Under Android, Firefox adds an icon with a white “C” on black, and there’s no way to change it. Edge used the proper Z icon (as SVG), and Apple might have preferred the PNG.
Ah, yes, it’s the C here too.
Sorry, I misunderstood your sentence, and I tried with other sites. I thought you were saying that under Android Firefox couldn’t create shortcuts on the home screen, which surprised me.
Too long without Android… 🙂
Here’s a quick math problem where Kimi shone: Solving sqrt(41*42*43*44+1) with Pattern Recognition.
OTOH, it wasn’t able to solve this little geometry problem (“What is the area?”), not even when hinted that “it’s 3 times something”:
Kimi’s mobile app should be installed by clicking the “Download App” button on kimi.com (it only shows up on a mobile device), not from the Google Play Store.
Why?
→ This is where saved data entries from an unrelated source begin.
PR #1110, opened 2023-10-24
Login layout, form PF5 updates

keithjgrant:
* Rebuilds login layout from scratch (rather than co-opting modal styles)
* Fixes PF5 issues in Page Form

This includes a refactor of `PageForm` to put error handling in a hook. I've added a `GenericForm` component that provides similar functionality to PageForm, but with a more stripped down layout


framework/PageFramework.css
```diff
@@ -42,16 +40,3 @@
 :root:where(.pf-v5-theme-dark) .bg-lighten {
   background-image: linear-gradient(#ffffff08, #ffffff08);
 }
-
```
jamestalton, line 45: I would like to leave there until we figure out if pf5 needs them for the toolbar to wrap properly.

framework/PageFramework.css
```diff
@@ -1,7 +1,5 @@
 #app {
-  position: fixed;
-  width: 100%;
-  height: 100%;
+  min-block-size: 100dvh;
```
jamestalton, line 2: i think 100dvh breaks mobile. You have to use 100%. Needs testing.

framework/PageForm/GenericForm.tsx
```diff
@@ -0,0 +1,70 @@
+import { useContext, ReactNode, BaseSyntheticEvent } from 'react';
```
jamestalton, line 1: Do we really need GenericForm? I'd like to keep it so that we do not have 2 ways to do the same thing.

framework/PageForm/PageForm.tsx
```diff
@@ -17,16 +16,26 @@ import {
...
 import { useBreakpoint } from '../components/useBreakPoint';
 import { SettingsContext } from '../Settings';
 import { useFrameworkTranslations } from '../useFrameworkTranslations';
 import { ErrorAlert } from './ErrorAlert';
 import { genericErrorAdapter } from './genericErrorAdapter';
 import { ErrorAdapter } from './typesErrorAdapter';
+import { PageFormSubmitButton, PageFormCancelButton } from './PageFormButtons';
+import styled from 'styled-components';
+
+const FormContainer = styled(PageSection)`
```
jamestalton, line 30: why is the form body using m-action--MarginTop?

jamestalton (changes requested):

framework/PageForm/GenericForm.tsx
keithjgrant: It gets us the same function form behavior as `PageForm`, but without the layout behaviors -- which is exactly what the login form needs.

framework/PageForm/PageForm.tsx
keithjgrant: switched to a more appropriate variable

marshmalien (approved):
Looks great and this resolves the wizard footer pf5 upgrade issue! https://issues.redhat.com/browse/AAP-17378
Screenshot 2023-10-24 at 2 33 45 PM

framework/PageFramework.css
keithjgrant: I've reverted this change for now... it's unrelated to the forms stuff. I'll take a closer look at this in a separate PR

framework/PageForm/PageForm.tsx
```diff
@@ -17,16 +16,26 @@ import {
...
+  margin-block-end: var(--pf-v5-global--spacer--xl);
+`;
+
+const FormActionGroup = styled(ActionGroup)`
+  && {
+    margin-block-start: unset;
+  }
+`;
 
 export interface PageFormProps<T extends object> {
```
nixocio, line 40: Could we extend GenericFormProps here? Since they have so many common properties.

framework/PageForm/PageForm.tsx
```diff
@@ -82,6 +86,19 @@ export function PageForm<T extends object>(props: PageFormProps<T>) {
...
   };
 
+  return { form, handleSubmit, error, setError, handleSubmitError, setFieldError };
+}
+
+export function PageForm<T extends object>(props: PageFormProps<T>) {
+  const { errorAdapter = genericErrorAdapter } = props;
+
+  const { form, handleSubmit, error, setError, handleSubmitError, setFieldError } =
+    useFormErrors<T>(props.defaultValue, errorAdapter);
```
nixocio, line 96: +1 for useFormErrors.

framework/PageForm/GenericForm.tsx
```diff
@@ -0,0 +1,70 @@
...
+    <FormProvider {...form}>
+      <Form
+        // eslint-disable-next-line @typescript-eslint/no-misused-promises
+        onSubmit={handleSubmit(
+          async (
+            data,
+            event?: BaseSyntheticEvent & { nativeEvent: { submitter?: { innerHTML: string } } }
+          ) => {
+            setError(null);
+            let isSecondaryButton = false;
```
nixocio, line 44: When I worked on the error on PageForm I got in doubt about this logic, it is for one specific use case - where was necessary to pass the whole form down. Perhaps we could simplify that one, and remove this part logic and associated code.
```suggestion
   
```

framework/PageForm/GenericForm.tsx
```diff
@@ -0,0 +1,70 @@
...
+            if (event !== undefined && event?.nativeEvent?.submitter) {
+              isSecondaryButton =
+                event.nativeEvent.submitter?.innerHTML === props.additionalActionText;
+            }
+            try {
+              await props.onSubmit(
+                data,
+                (error) => setError(error),
+                setFieldError,
+                isSecondaryButton ? form : undefined
```
nixocio, line 55:
```suggestion
                isSecondaryButton ? form : undefined
```

framework/PageForm/PageForm.tsx
keithjgrant: I don't think they need to share an interface just because they happen to be similar. I kind of prefer seeing the whole of PageFormProps listed out in one place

Because in the first case you can authenticate using a Google account, whereas the Google Play Store version is the build for China, despite being multilingual:
Funny thing, as I am writing this, the APK from kimi.com is older than the alternatives:
– kimi.com has version 2.2.9 (in English)
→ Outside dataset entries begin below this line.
PR #1112, opened 2023-10-24
Reparallel tests

AlexSCorey:


kialam (changes requested):
I'd like a more thorough test plan as part of this PR. If we can capture total run times for one container vs 3 I think that'd be useful data to collect.

jamestalton:
Screenshot 2023-10-30 at 9 35 15 AM

jamestalton:
It would have been nice to have been asked for thoughts/review on disabling the parallelization before it had been merged.
I was around and available. The initial PR name "testing test" gave no indication that this change was going in.

Bumping up the timeout on the cleanup of resources increases the problems with the tests. I would have pointed that out and we would have been able to have a discussion. In addition the problems we were seeing were with the tests, not the parallelization. Investigations into the test results would have identified that.

There has been a request that this PR only get merged to reenable parallelization only after a merge meeting. It seems like we should have had a merge meeting on the initial PR if anything.

The resource cleanup needs to be fixed. It is frustrating that is was merged in the first place and it is frustrating that getting the fix in is blocked by waiting on a merge meeting.

jamestalton (approved):

vidyanambiar (approved):
It seems like the tests are at a stable point now after issues in the test code were recently addressed. 
It would be a good time to turn concurrency back on - the faster runtime, shorter timeout and quicker resource cleanups as a result of it may keep the server from clogging up with resources. 
If we encounter issues, we can revert and investigate further. 👍

keithjgrant (approved):

kialam (approved):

– Google Play Store has version 2.3.0 (in English), just like Apple’s App Store
– Samsung Galaxy Store has version 2.3.1 (but in Chinese)
The APK that can be downloaded on a mobile browser from kimi.com, and whose exact URL is https://kimi-img.moonshot.cn/prod-chat-kimi/kimi/kimi.apk, is at version 2.3.1.
UPDATE: As of Sept. 5, the APK jumped from version 2.3.1 directly to 2.3.4, whereas Google Play Store still has 2.3.2.
RE-UPDATE: As of Sept. 15, the APK jumped to 2.3.5 (and now the version is in the file name if saved from kimi.com in a mobile browser, but not directly from the above URL), whereas Google Play Store still has 2.3.4. Also, the APK has fixed the bug that didn’t allow the sharing of an entire conversation.